— Это анекдот? — ехидно спросила Нина.
— Разве это не анекдот, если женщина не пролезает в хулахуп?
— Хулахуп — такая одежда? — заинтересовалась бабушка Соня.
— У меня от вас уже голова трещит, — рассердилась Мира Наумовна. — Вы уйдете когда-нибудь или нет?
— Уже, — пообещала Оля. — Мама! Я газ убавила, мясо пусть тушится. Не проворонь.
— Я когда-нибудь воронила? Идите уже. Идите и отдыхайте.
Оля окинула прощальным взглядом кухню и подхватила с полу сумки, но вдруг заметила край таза, некстати выползший из-под буфета.
— Ой! Белье-то замочено!
Вытащила таз, поставила на табуретку, воткнула в него стиральную доску и заторкала по доскиным ребрам.

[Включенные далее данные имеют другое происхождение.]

Issue #22, opened 2019-11-13
validate the initial condition data


nbren12:
There are some simple checks we could perform on the initial condition data to make sure it is compatible with the fv3gfs. Here are a couple of examples:

- The restart files need to only contain `float` values, otherwise the model errors out.
- The grid needs to match the one specified in the `input.nml`. 

Ultimately, this feature should probably be part of a bigger refactor of the representation of the initial condition data to a richer python object.

mcgibbon:
![](https://github.trello.services/images/mini-trello-icon.png) [FV3Config: Validate initial conditions data](https://trello.com/c/SP3k0lnk/127-fv3config-validate-initial-conditions-data)

oliverwm1:
Agreed some checking on initial condition data would be useful. This is one aspect of what I suggested in #6 although we got a little sidetracked in that issue.

Issue #6, opened 2019-10-28
Add check_config step in write_run_directory


oliverwm1:
`config.write_run_directory` should check that the config dict provided is valid (to the extent possible). Based on the configuration flags set, it should be able to determine what initial conditions files are needed, and check for the existence of those in the specified initial conditions directory. This would help ensure that user-supplied configurations are still valid.

In theory we could also check for invalid namelist options, but this would be a lot of work to implement, because it involves going through all the source code to pull out default namelists.

PR #27, opened 2019-11-16
Allow per-file specification of config files

### LINKED ISSUE #8: Add "extra_files" option to config dictionary
Allow user to specify extra files that should be symlinked to the rundir. There should be an option to choose what subdirectory within the rundir the files should go.

### LINKED ISSUE #23: Writing to a symlink with xarray.to_netcdf has strange behavior
cc @oliverwm1 

I just figure out what was happening. Saving a dataset with `xarray.to_netcdf` to an existing symlink alters the target of the symlink, rather than removing the symlink and then saving a new file.

Therefore, what was happening was
1. make run directories for "simple" and "complex". these contain symlinks to the same input data files.
2. Patch-in the "simple" surface data (this overwrites the data being pointed to).
3. Patch-in the "complex" surface data 

After step 3,  the target of the symlinks contains the "complex" data, and both the "simple" and "complex" run directories point to this same data.

While this appears to be an xarray issue, maybe we shouldn't be using symlinks for the input data since it opens up the opportunity for these kinds of side-effects. The initial condition data is pretty small, so I don't see much overhead for copying.

### LINKED ISSUE #25: Allow per-file specification of initial conditions and forcing files
The `initial_conditions` and `forcing` options in the `config` dictionary are currently specified as paths to directories. We would like the user to be able to specify the files that make up the initial conditions or forcing files on a per-file basis. 

This could be done by allowing these options to be dicts or lists of tuples which include the source and destination path for each file, as well as information about whether to copy or symlink that particular file.

oliverwm1:
(Edited 2019-11-20 to reflect current PR)

Closes #8, closes #23, closes #25.

In order to allow a per-file specification of initial conditions and forcing files (as well as whether to link or copy particular files) this PR introduces a low-level representation of the `config` dictionary called `asset_list`. This `asset_list` is a list of dicts. Each dict represents one file, and has information about its source name/location, target name and location relative to the root of the run-directory, and whether to copy or link.

API changes:
---------
- no breaking changes
- user can now specify initial conditions or forcing files through a list of dicts
- user can specify a set of patch files through the new, optional, ``config['patch_files']`` (these will overwrite any files specified in initial conditions or forcing)
- no files are symlinked. By default, the orography and forcing files are hard-linked and the initial conditions are copied.

Other notes:
---------
The functions ``link_or_copy_directory``, ``link_directory`` have been removed. ``copy_file`` and ``gsutil_is_installed`` have been moved to the new _asset_list.py. Some test refactoring had to be done because of this.

I put a few of the tests for ``asset_list`` in ``test_forcingdata.py`` because they rely on the existence of downloaded input data and lists of forcing/initial condition data, which already exist in ``test_forcingdata.py``.

Added a missing required file (`fv_core.res.nc`) to the restart initial conditions required filenames in ``test_forcingdata.py``

My method for generating an asset_list from a google cloud storage url is not great (some funky string manipulation on output from `gsutil ls`). We should probably move from using `gsutil` to `gcsfs` but I suggest doing that in a later PR.


oliverwm1:
[Allow per-file specification of run directory in fv3config](https://trello.com/c/fVyKbbmw/138-allow-per-file-specification-of-run-directory-in-fv3config)

mcgibbon:
"We should probably move from using `gsutil` to `gcsfs` but I suggest doing that in a later PR." please open an issue for this, before we forget.

fv3config/_asset_list.py
```diff
@@ -0,0 +1,245 @@
...
+        os.remove(target_item)
+    os.link(source_item, target_item)
+
+
+def copy_file(source_path, target_path):
+    if is_gsbucket_url(source_path):
+        if gsutil_is_installed():
+            check_call(['gsutil', 'cp', source_path, target_path])
+        else:
+            logging.warning(f'Optional dependency gsutil not found. File {source_path} will not be copied to {target_path}')
```
mcgibbon: Please raise an exception instead of a warning. I think this counts as a catastrophic failure.

tests/test_asset_list.py
```diff
@@ -0,0 +1,232 @@
...
+            'source_location': '',
+            'source_name': '',
+            'target_location': '',
+            'target_name': '',
+            'copy_method': '',
+        }
+        try:
+            check_asset_valid(proper_asset_dict)
+        except fv3config.ConfigError:
+            self.fail("check_asset_valid raise ConfigError unexpectedly")
```
mcgibbon: "raise" to "raised"

tests/test_asset_list.py
```diff
@@ -0,0 +1,232 @@
...
+        with self.assertRaises(fv3config.ConfigError):
+            check_asset_valid(bad_asset_dict)
+
+    def test_check_asset_valid_proper_asset(self):
+        proper_asset_dict = {
+            'source_location': '',
+            'source_name': '',
+            'target_location': '',
+            'target_name': '',
+            'copy_method': '',
```
mcgibbon: Is this really a valid asset? copy_method is not one of the valid options, and presumably the names need to be non-empty.

mcgibbon: At some point in the future we may want to use something cool [like `JSON-Schema`](https://stackoverflow.com/questions/3262569/validating-a-yaml-document-in-python) to validate our dictionaries.

docs/usage.rst
```diff
@@ -85,6 +85,31 @@ The ``namelist`` item is special in that it is explicitly stored in the ``config
...
+representation of run-directory files. An asset is a dictionary that knows about one files's source
+location/filename, target filename, target location within the run directory and whether that file is copied or linked.
+Asset dicts can be generated with the helper function ``generate_asset``. For example::
+
+    >>> generate_asset('/path/to/filedir', 'sample_file.nc', target_location='INPUT')
+    {'source_location': '/path/to/filedir',
+    'source_name': 'sample_file.nc',
+    'target_location': 'INPUT',
+    'target_name': 'sample_file.nc',
+    'copy_method': 'copy'}
```
mcgibbon: Should list the possible options in this doc.

docs/usage.rst
```diff
@@ -85,6 +85,31 @@ The ``namelist`` item is special in that it is explicitly stored in the ``config
...
+Specifying individual files
+---------------------------
+
+More fine-grained control of the files that are written to the run-directory is possible using the "asset"
+representation of run-directory files. An asset is a dictionary that knows about one files's source
+location/filename, target filename, target location within the run directory and whether that file is copied or linked.
+Asset dicts can be generated with the helper function ``generate_asset``. For example::
+
+    >>> generate_asset('/path/to/filedir', 'sample_file.nc', target_location='INPUT')
+    {'source_location': '/path/to/filedir',
```
mcgibbon: Should include the trailing "/" to make it slightly clearer at a glance that this is a directory (even if it's already pretty clear from the name).

docs/usage.rst
```diff
@@ -85,6 +85,31 @@ The ``namelist`` item is special in that it is explicitly stored in the ``config
...
+    'source_name': 'sample_file.nc',
+    'target_location': 'INPUT',
```
mcgibbon: Similarly would be ideal to include a trailing "/" to make it clear this is a directory.

docs/usage.rst
mcgibbon: Even though yes, this is already documented in the API autodoc through the docstring.

tests/test_asset_list.py
oliverwm1: Done.

tests/test_asset_list.py
oliverwm1: Changed function name to `check_asset_has_required_keys` to better reflect its purpose.

docs/usage.rst
oliverwm1: Done.

docs/usage.rst
oliverwm1: Done.

docs/usage.rst
oliverwm1: I made ``generate_asset()`` link directly to its definition in the API so that it's easy to find for readers. Do you think that's sufficient? I'd rather not make this usage section much longer (or have the exact same info in two places).

oliverwm1:
> "We should probably move from using `gsutil` to `gcsfs` but I suggest doing that in a later PR." please open an issue for this, before we forget.

Issued opened. #33

fv3config/_asset_list.py
oliverwm1: Done. Also now raise the exception before trying to generate an asset_list from a gcs url if gsutil is not installed.

docs/usage.rst
mcgibbon: Have you tested the link works? I thought it's `:py:meth:`. If it works this is fine.

tests/test_asset_list.py
mcgibbon: I suppose we'll refactor this test later if we implement more stringent checks.

docs/usage.rst
oliverwm1: Yes. The `:py` part is assumed.

tests/test_asset_list.py
oliverwm1: I agree, this could be done as part of implementing #6 and #22

fv3config/_config.py
```diff
@@ -99,21 +92,11 @@ def write_run_directory(config, target_directory):
...
-    initial_conditions_dir = get_initial_conditions_directory(config)
-    base_forcing_dir = get_base_forcing_directory(config)
-    orographic_forcing_dir = get_orographic_forcing_directory(config)
-    field_table_filename = get_field_table_filename(config)
-    diag_table_filename = get_diag_table_filename(config)
-    data_table_filename = get_data_table_filename(config)
+    asset_list = config_to_asset_list(config)
     for directory in [target_directory, input_directory, restart_directory]:
         if not os.path.isdir(directory):
             os.mkdir(directory)
```
nbren12: Can this logic be moved into `write_asset_list`? It seems a little low-level for this top-level routine.

nbren12: In fact, isn't this code unneeded since this line is in `write_asset`?
```
        os.makedirs(os.path.dirname(target_path))
```

oliverwm1: Thanks yeah I just realized this last night looking the code. Used to be needed, but no longer!

fv3config/_asset_list.py
```diff
@@ -0,0 +1,248 @@
...
+
+
+def get_field_table_asset(config):
+    """Return asset for field_table"""
+    field_table_filename = get_field_table_filename(config)
+    location, name = os.path.split(field_table_filename)
+    return generate_asset(location, name, target_name='field_table')
+
+
+def generate_asset(source_location, source_name, target_location='',
```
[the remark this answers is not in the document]
oliverwm1: Yeah, I'd be fine with just `asset`. I do think this is different than all the `get_` functions which generate assets from paths to files or directories, whereas `generate_asset` is basically just an initialization function as you say.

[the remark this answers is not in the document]
oliverwm1: Actually this has the disadvantage that it conflicts with using `asset` as a variable name elsewhere (which I do when looping over an `asset_list` for example).

What about `initialize_asset`? I don't think I follow the rationale for why this function doesn't need a verb.

nbren12:
@mcgibbon Can we merge this? It seems like we have both approved it.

— А чего не в машинке? — в кухню заглянул сонный дядя Миша.
Он всегда настаивал на применении новейших достижений науки и техники. Но Оля увиливала. Думала, что от машинной стирки белье серое. Да еще десять раз воду в баке на газе греть: то стирать, то полоскать. И ручку крутить, отжимать белье между двумя резиновыми валиками. Пододеяльники застревают.
— Некогда. — Оля бросила в таз последнюю отжатую наволочку и побежала вешать белье. Но у двери вспомнила: — Миша! Ты к палке гвоздь прибил? Две недели прошу: «Миша, гвоздь! Миша, гвоздь!»
— Поставь так, — проворчал дядя Миша.
— Так сваливается!
Гвоздь на палке нужен был для того, чтобы подпереть веревку, подняв ее как можно выше. Иначе белье будет касаться земли и испачкается. Или дети руками захватают. Но благодаря палке выстиранное будет в безопасности.
— Миша! — Оля даже притопнула от нетерпения.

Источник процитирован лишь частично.